Original PR: https://github.com/hoppscotch/hoppscotch/pull/476
Author: @reefqi037
Created: 1/7/2020
Status: ✅ Merged
Merged: 1/7/2020
Merged by: @liyasthomas

Base: master ← Head: feature/oauth-support

📝 Commits (10+)

d24b917 added oauth token ui
5377c69 add oauth handler
b98d907 fix token placement
2e7e40c display error & disable input based on user input
83a20bd implement oidc discovery
2a818dc comment correction
df48e85 added token managements
f847cbe Added token management
161c0b7 added token request management
9d56af4 Merge branch 'master' into feature/oauth-support

📊 Changes

6 files changed (+764 additions, -8 deletions)

View changed files

➕ assets/js/oauth.js (+175 -0)
📝 lang/en-US.js (+21 -1)
📝 package-lock.json (+1 -1)
📝 pages/index.vue (+531 -6)
📝 store/mutations.js (+24 -0)
📝 store/state.js (+12 -0)

📄 Description

This PR adds OAuth2.0/OIDC Access Token retrieval function to Postwoman 🎉

Main Feature

With this feature, OAuth 2.0 access token can be retrieved directly from inside Postwoman.
Since Postwoman is a web-based SPA, it have no way to hide client secret used in the normal OAuth 2.0 flows.

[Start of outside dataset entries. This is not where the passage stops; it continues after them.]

Issue #1, opened 2015-05-18
Road to ZF3


bakura10:
Hi,

I've done a massive PR to this (https://github.com/zendframework/zf2/pull/5067) but it's a massive work and a big hell to review.

I suggest that we:

1. Move validators to their specifc components (for instance moving Db validators to the Zend\Db component), and deprecating the validators here (for version 2.5).

2. Remove them in v3, and start the refactoring work. Here are various things I have done in the past:

* Make validators stateless (each validator returns a ValidationResult, that can be translated using another component for instance).
* Using the new service manager of ZF3.
* Homogeneize names (in ZF2, we didn't have time to use the "underscore_separated" convention for option name, which make it very incoherent with how the framework work).
* Various code cleaning, optimization for PHP 5.5

snapshotpl:
:+1: for stateless

Maks3w:
I suggest to split the proposal in invidual issues for to have clean discussion threads.

:+1: For place validator inside of each component.

weierophinney:
> Move validators to their specifc components (for instance moving Db validators to the Zend\Db component), and deprecating the validators here (for version 2.5).

First, v2.5 is imminent; I just need to ensure all the components are passing tests on current master, and then I'll be tagging their 2.5 versions, followed by the refactoring of the ZF2 repo to be a metapackage (see zendframework/zf2#7542 and [my own tree that extends that](https://github.com/weierophinney/zf2/tree/feature/7542)). As such, deprecation would have to be following 2.5.

That said, I'm a bit leery of spreading the validators amongst all the various component repositories:

- Each repo that has validators now has a dependency on zend-validator.
- Consumption is more difficult, as you now need to know what component packages define validators, vs. having them in one location, and developers will need to add configuration to the validator plugin manager in order to expose the validators from other packages.

The second can be solved, of course, by modifying the current "suggest" section of the `composer.json` to refer to the validators instead of the dependency; however, it still provides overhead in consuming the validators for the end-user, as they both need to install the additional package(s) and then configure the validators in the plugin manager.

We've seen already that having validators split between zend-i18n and zend-validator causes problems when folks are looking for common validators such as alpha, alnum, DateTime, IsFloat, and IsInt; they expect them to be in zend-validator, and have no idea that they might be elsewhere.

akrabat:
Also, as someone who uses Zend\Validator standalone, I don't want to bring in the whole world. If anything I'd like basic i18n ones to be in Zend\Validator.

[...]

PR #15, opened 2015-07-07
Update validators to allow instantiation without options

alexdenvir:
* Rather than throw an exception in the constructor, throw an exception in isValid
 * Updates Between, GreaterThan, IsInstanceOf, LessThan and Regex

### DIFF
--- a/src/Between.php
+++ b/src/Between.php
@@ -44,8 +44,8 @@ class Between extends AbstractValidator
      */
     protected $options = [
         'inclusive' => true,  // Whether to do inclusive comparisons, allowing equivalence to min and/or max
-        'min'       => 0,
-        'max'       => PHP_INT_MAX,
+        'min'       => null,
+        'max'       => null,
     ];
 
     /**
@@ -66,7 +66,13 @@ class Between extends AbstractValidator
         }
         if (!is_array($options)) {
             $options = func_get_args();
-            $temp['min'] = array_shift($options);
+
+            $temp = [];
+
+            if (!empty($options)) {
+                $temp['min'] = array_shift($options);
+            }
+
             if (!empty($options)) {
                 $temp['max'] = array_shift($options);
             }
@@ -76,12 +82,6 @@ class Between extends AbstractValidator
             }
 
             $options = $temp;
-        }
-
-        if (count($options) !== 2
-            && (!array_key_exists('min', $options) || !array_key_exists('max', $options))
-        ) {
-            throw new Exception\InvalidArgumentException("Missing option. 'min' and 'max' have to be given");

Therefore, only Authorization Code Flow + PKCE is implemented.

Additional Features

Automatic configuration using OpenID Connect Discovery endpoint ( Configure endpoints automatically! )
Access Tokens Management ( Save, reuse, and delete multiple access tokens )
Token Request Management ( Save, reuse and delete multiple authorization endpoints configuration )

Screenshots

Main UI
Access Token Management UI
Token Request Management UI

Limitations

Users can only use OAuth Service Providers that provide PKCE support for client authentication.
Users have to register Postwoman as callback URL and trusted/allowed origin (CORS) in the OAuth application and Service Providers' settings.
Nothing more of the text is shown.